Goal of the exercise ::
Copy each line of the data below with the word "strings".

(Records from a collection)
Start of Block

PR #71, opened 2019-02-19
Optimize command encoding and decoding a bit 

nussjustin:
While benchmarking today I found that we spend quite a lot of time in `defer`s and calls to `bytesutil.MultiWrite` as well as discarding data.

Most of the `defer`s and `bytes.MultiWrite` calls come from encoding the commands, which currently need `2+len(args)` `defer`s and `bytes.MultiWrite` calls per command.

The overhead in discarding data comes from passing a `*bytes.Reader` to `bytesutil.ReadNDiscard` which can currently not use a fast-path.

This PR fixes both cases and improves performance quite a bit for the pipelined benchmarks. The non-pipelined benchmarks don't improve, and are not as stable as the pipelined benchmarks, since they are mostly constrained by syscall overhead in both radix and Redis.

```
name                                   old time/op    new time/op    delta
SerialGetSet/radix-16                    45.0µs ± 2%    43.7µs ± 1%   -2.94%  (p=0.008 n=5+5)
ParallelGetSet/radix/no_pipelining-16    16.0µs ± 7%    17.5µs ± 5%   +9.44%  (p=0.016 n=5+5)
ParallelGetSet/radix/one_pipeline-16     6.16µs ± 0%    4.85µs ± 0%  -21.26%  (p=0.008 n=5+5)
ParallelGetSet/radix/default-16          4.14µs ± 1%    3.43µs ± 0%  -17.22%  (p=0.008 n=5+5)

name                                   old alloc/op   new alloc/op   delta
SerialGetSet/radix-16                     67.0B ± 0%     67.0B ± 0%     ~     (all equal)
ParallelGetSet/radix/no_pipelining-16      116B ± 0%      116B ± 0%     ~     (all equal)
ParallelGetSet/radix/one_pipeline-16      70.0B ± 0%     70.0B ± 0%     ~     (all equal)
ParallelGetSet/radix/default-16           71.0B ± 0%     72.0B ± 0%   +1.41%  (p=0.008 n=5+5)

name                                   old allocs/op  new allocs/op  delta
SerialGetSet/radix-16                      4.00 ± 0%      4.00 ± 0%     ~     (all equal)
ParallelGetSet/radix/no_pipelining-16      6.00 ± 0%      6.00 ± 0%     ~     (all equal)
ParallelGetSet/radix/one_pipeline-16       4.00 ± 0%      4.00 ± 0%     ~     (all equal)
ParallelGetSet/radix/default-16            4.00 ± 0%      4.00 ± 0%     ~     (all equal)
```

I haven't looked at the `ParallelGetSet/radix/no_pipelining` regression, but it was probably a problem with my test system.

### DIFF
--- a/bench/bench_test.go
+++ b/bench/bench_test.go
@@ -4,6 +4,7 @@ import (
 	"context"
 	"fmt"
 	"runtime"
+	"strings"
 	. "testing"
 	"time"
 
@@ -90,6 +91,84 @@ func BenchmarkSerialGetSet(b *B) {
 				b.Fatal(res)
 			}
 			if res := sync.Do("GET", "foo"); redis.AsError(res) != nil {
+				b.Fatal(res)
+			}
+		}
+	})
+}
+
+func BenchmarkSerialGetSetLargeArgs(b *B) {
+	key := strings.Repeat("foo", 24)
+	val := strings.Repeat("bar", 4096)
+
+	b.Run("radix", func(b *B) {
+		rad, err := radix.Dial("tcp", "127.0.0.1:6379")
+		if err != nil {
+			b.Fatal(err)
+		}
+		defer rad.Close()
+		b.ResetTimer()
+		for i := 0; i < b.N; i++ {
+			if err := rad.Do(radix.Cmd(nil, "SET", key, val)); err != nil {
+				b.Fatal(err)
+			}
+			var out string
+			if err := rad.Do(radix.Cmd(&out, "GET", key)); err != nil {
+				b.Fatal(err)
+			}
+		}
+	})
+
+	b.Run("redigo", func(b *B) {
+		red := newRedigo()
+		b.ResetTimer()
+		for i := 0; i < b.N; i++ {
+			if _, err := red.Do("SET", key, val); err != nil {
+				b.Fatal(err)
+			}
+			if _, err := redigo.String(red.Do("GET", key)); err != nil {
+				b.Fatal(err)
+			}
+		}
+	})
+
+	b.Run("redispipe", func(b *B) {
+		pipe, err := redisconn.Connect(context.Background(), "127.0.0.1:6379", redisconn.Opts{
+			Logger:     redisconn.NoopLogger{},
+			WritePause: 150 * time.Microsecond,
+		})
+		defer pipe.Close()
+		if err != nil {
+			b.Fatal(err)
+		}
+		sync := redis.Sync{pipe}
+		b.ResetTimer()
+		for i := 0; i < b.N; i++ {
+			if res := sync.Do("SET", key, val); redis.AsError(res) != nil {
+				b.Fatal(res)
+			}
+			if res := sync.Do("GET", key); redis.AsError(res) != nil {
+				b.Fatal(res)
+			}
+		}
+	})
+
+	b.Run("redispipe_pause0", func(b *B) {
+		pipe, err := redisconn.Connect(context.Background(), "127.0.0.1:6379", redisconn.Opts{
+			Logger:     redisconn.NoopLogger{},
+			WritePause: -1,
+		})
+		defer pipe.Close()
+		if err != nil {
+			b.Fatal(err)
+		}
+		sync := redis.Sync{pipe}
+		b.ResetTimer()
+		for i := 0; i < b.N; i++ {
+			if res := sync.Do("SET", key, val); redis.AsError(res) != nil {
+				b.Fatal(res)
+			}
+			if res := sync.Do("GET", key); redis.AsError(res) != nil {
 				b.Fatal(res)
 			}
 		}
--- a/internal/bytesutil/bytesutil.go
+++ b/internal/bytesutil/bytesutil.go
@@ -175,8 +175,14 @@ func ReadNDiscard(r io.Reader, n int) error {
 
 	if n == 0 {
 		return nil
-	} else if d, ok := r.(discarder); ok {
-		_, err := d.Discard(n)
+	}
+
+	switch v := r.(type) {
+	case discarder:
+		_, err := v.Discard(n)
+		return err
+	case io.Seeker:
+		_, err := v.Seek(int64(n), io.SeekCurrent)
 		return err
 	}
 
--- a/resp/resp2/resp.go
+++ b/resp/resp2/resp.go
@@ -143,12 +143,18 @@ type BulkStringBytes struct {
 // MarshalRESP implements the Marshaler method
 func (b BulkStringBytes) MarshalRESP(w io.Writer) error {
 	if b.B == nil && !b.MarshalNotNil {
-		return bytesutil.MultiWrite(w, nilBulkString)
+		_, err := w.Write(nilBulkString)
+		return err
 	}
 	scratch := bytesutil.GetBytes()
-	defer bytesutil.PutBytes(scratch)
+	*scratch = append(*scratch, bulkStrPrefix...)
 	*scratch = strconv.AppendInt(*scratch, int64(len(b.B)), 10)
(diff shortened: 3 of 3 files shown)


nussjustin:
Benchmark with `-cpu 8` show smaller improvements but no drastic change for the `no_pipelining` benchmark (which reinforces my guess that it was a hiccup on my test system):

```
name                                  old time/op    new time/op    delta
SerialGetSet/radix-8                    43.9µs ± 1%    44.2µs ± 1%     ~     (p=0.222 n=5+5)
ParallelGetSet/radix/no_pipelining-8    15.4µs ± 6%    15.6µs ± 7%     ~     (p=0.548 n=5+5)
ParallelGetSet/radix/one_pipeline-8     19.0µs ± 5%    17.2µs ± 2%   -9.76%  (p=0.008 n=5+5)
ParallelGetSet/radix/default-8          16.1µs ± 4%    14.1µs ± 4%  -12.17%  (p=0.008 n=5+5)

name                                  old alloc/op   new alloc/op   delta
SerialGetSet/radix-8                     67.0B ± 0%     67.0B ± 0%     ~     (all equal)
ParallelGetSet/radix/no_pipelining-8      115B ± 0%      115B ± 0%     ~     (all equal)
ParallelGetSet/radix/one_pipeline-8      69.4B ± 1%     69.6B ± 1%     ~     (p=1.000 n=5+5)
ParallelGetSet/radix/default-8           70.0B ± 0%     70.0B ± 0%     ~     (all equal)

name                                  old allocs/op  new allocs/op  delta
SerialGetSet/radix-8                      4.00 ± 0%      4.00 ± 0%     ~     (all equal)
ParallelGetSet/radix/no_pipelining-8      6.00 ± 0%      6.00 ± 0%     ~     (all equal)
ParallelGetSet/radix/one_pipeline-8       4.00 ± 0%      4.00 ± 0%     ~     (all equal)
ParallelGetSet/radix/default-8            4.00 ± 0%      4.00 ± 0%     ~     (all equal)
```

nussjustin:
Rerunning the `no_pipelining` benchmark still gives a small performance decrease, but much less. Still high variation in ns/op for each run.

```
name                                   old time/op    new time/op    delta
ParallelGetSet/radix/no_pipelining-16    16.0µs ± 7%    16.8µs ± 9%   ~     (p=0.310 n=5+5)

name                                   old alloc/op   new alloc/op   delta
ParallelGetSet/radix/no_pipelining-16      116B ± 0%      116B ± 0%   ~     (all equal)

name                                   old allocs/op  new allocs/op  delta
ParallelGetSet/radix/no_pipelining-16      6.00 ± 0%      6.00 ± 0%   ~     (all equal)
```

mediocregopher:
Hmm that's super interesting! I didn't know that `defer` had any performance impact at all, I thought it was more of a compile-time thing, but I guess it must be putting something on the stack or something. I also wouldn't have expected there to be any change between using MultiWrite vs appending it all to a scratch and using Write, since it's all going into a `bufio.Writer` anyway. But the benchmarks don't lie :P 

Is there any reason to use MultiWrite at all anymore? If using it is inherently worse than using a scratch I'd rather just do that everywhere. If you don't feel like removing it here I can make an issue to remind me to go back and do it when I get home.

nussjustin:
> I didn't know that `defer` had any performance impact at all, I thought it was more of a compile-time thing, but I guess it must be putting something on the stack or something.

There is a small blog post here that shows the small overhead of defer: https://medium.com/i0exception/runtime-overhead-of-using-defer-in-go-7140d5c40e32

Normally one wouldn't need to think about it, but if you have many of them (and we have), there combined cost becomes easily measurable (just run the default parallel benchmark with -cpuprofile and you will see a few `runtime.defer*` functions). 

> I also wouldn't have expected there to be any change between using MultiWrite vs appending it all to a scratch and using Write, since it's all going into a `bufio.Writer` anyway.

Avoiding interface calls and packing the arguments into a slice (for the variable arguments of `bytes.MultiWrite`) helps tiny bit, but most of it comes from the `*bufio.Writer` not having to check it's available space and decide whether to flush multiple times.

End of Block

Your response ::
+	"strings"
+	key := strings.Repeat("foo", 24)
+	val := strings.Repeat("bar", 4096)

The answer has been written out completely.